**Extracted entries**
Issue #1645, opened 2023-01-29
MimeRender/MimeUnrender instances for String do not agree with PlainText instance for Accept


plredmond:
<details><summary>imports</summary>

```haskell
import Servant.API
import qualified Data.ByteString.Lazy.Char8 as C8
import qualified Data.ByteString.Lazy as BSL
import qualified Data.Text.Lazy.Encoding as TLE
import qualified Data.Text.Lazy as T
```

</details>

The [`Accept PlainText` instance](https://hackage.haskell.org/package/servant-0.19.1/docs/Servant-API-ContentTypes.html#t:PlainText) gives the mimetype `text/plain;charset=utf-8`, but the [`MimeRender PlainText String` instance](https://hackage.haskell.org/package/servant-0.19.1/docs/Servant-API-ContentTypes.html#t:PlainText) uses the [`Data.ByteString.Lazy.Char8.pack` function](https://hackage.haskell.org/package/bytestring-0.11.4.0/docs/Data-ByteString-Lazy-Char8.html#v:pack), which produces ASCII. Furthermore, `Data.ByteString.Lazy.Char8.pack` mangles unicode characters.

```haskell
ghci> let unicode = "\53575" :: String -- A hangul character
ghci> putStrLn unicode
텇
ghci> TLE.encodeUtf8 (TL.pack unicode) :: BSL.ByteString -- Expected result (UTF-8 bytes)
"\237\133\135"
ghci> mimeRender (Proxy :: Proxy PlainText) unicode :: BSL.ByteString -- Actual result (ASCII bytes)
"G"
```

A similar problem exists with the [`MimeUnrender PlainText String` instance](https://hackage.haskell.org/package/servant-0.19.1/docs/Servant-API-ContentTypes.html#t:PlainText) which uses the corresponding `Data.ByteString.Lazy.Char8.unpack` function which parses ASCII and doesn't recognize UTF-8 data.

```haskell
ghci> let bytes = TLE.encodeUtf8 $ TL.pack ("\53575" :: String) :: BSL.ByteString -- UTF-8 bytes (the expected result from above)
ghci> TL.unpack (TLE.decodeUtf8 bytes) :: String -- Expected result (A hangul character)
"\53575"
ghci> mimeUnrender (Proxy :: Proxy PlainText) bytes :: Either String String -- Actual result (ASCII mojibake)
Right "\237\133\135"
```

[...]

PR #1646, opened 2023-01-29
change `Mime(Un)Render PlainText String` instances to encode/decode UTF-8

plredmond:
Commit message: change `Mime(Un)Render PlainText String` instances to encode/decode UTF-8 data as specified by `Accept PlainText` instance

Details: https://github.com/haskell-servant/servant/issues/1645


jkarni:
Could you add an entry into the changelog? Otherwise, looks good to me. (And sorry for the delay.)

plredmond:
No worries. Thank you for responding. :)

**What to work on**
What is wanted is every line above, written out exactly.

**Solution below**
Issue #1645, opened 2023-01-29
MimeRender/MimeUnrender instances for String do not agree with PlainText instance for Accept


plredmond:
<details><summary>imports</summary>

```haskell
import Servant.API
import qualified Data.ByteString.Lazy.Char8 as C8
import qualified Data.ByteString.Lazy as BSL
import qualified Data.Text.Lazy.Encoding as TLE
import qualified Data.Text.Lazy as T
```

</details>

The [`Accept PlainText` instance](https://hackage.haskell.org/package/servant-0.19.1/docs/Servant-API-ContentTypes.html#t:PlainText) gives the mimetype `text/plain;charset=utf-8`, but the [`MimeRender PlainText String` instance](https://hackage.haskell.org/package/servant-0.19.1/docs/Servant-API-ContentTypes.html#t:PlainText) uses the [`Data.ByteString.Lazy.Char8.pack` function](https://hackage.haskell.org/package/bytestring-0.11.4.0/docs/Data-ByteString-Lazy-Char8.html#v:pack), which produces ASCII. Furthermore, `Data.ByteString.Lazy.Char8.pack` mangles unicode characters.

```haskell
ghci> let unicode = "\53575" :: String -- A hangul character
ghci> putStrLn unicode
텇
ghci> TLE.encodeUtf8 (TL.pack unicode) :: BSL.ByteString -- Expected result (UTF-8 bytes)
"\237\133\135"
ghci> mimeRender (Proxy :: Proxy PlainText) unicode :: BSL.ByteString -- Actual result (ASCII bytes)
"G"
```

A similar problem exists with the [`MimeUnrender PlainText String` instance](https://hackage.haskell.org/package/servant-0.19.1/docs/Servant-API-ContentTypes.html#t:PlainText) which uses the corresponding `Data.ByteString.Lazy.Char8.unpack` function which parses ASCII and doesn't recognize UTF-8 data.

```haskell
ghci> let bytes = TLE.encodeUtf8 $ TL.pack ("\53575" :: String) :: BSL.ByteString -- UTF-8 bytes (the expected result from above)
ghci> TL.unpack (TLE.decodeUtf8 bytes) :: String -- Expected result (A hangul character)
"\53575"
ghci> mimeUnrender (Proxy :: Proxy PlainText) bytes :: Either String String -- Actual result (ASCII mojibake)
Right "\237\133\135"
```

[...]

PR #1646, opened 2023-01-29
change `Mime(Un)Render PlainText String` instances to encode/decode UTF-8

plredmond:
Commit message: change `Mime(Un)Render PlainText String` instances to encode/decode UTF-8 data as specified by `Accept PlainText` instance

Details: https://github.com/haskell-servant/servant/issues/1645


jkarni:
Could you add an entry into the changelog? Otherwise, looks good to me. (And sorry for the delay.)

plredmond:
No worries. Thank you for responding. :)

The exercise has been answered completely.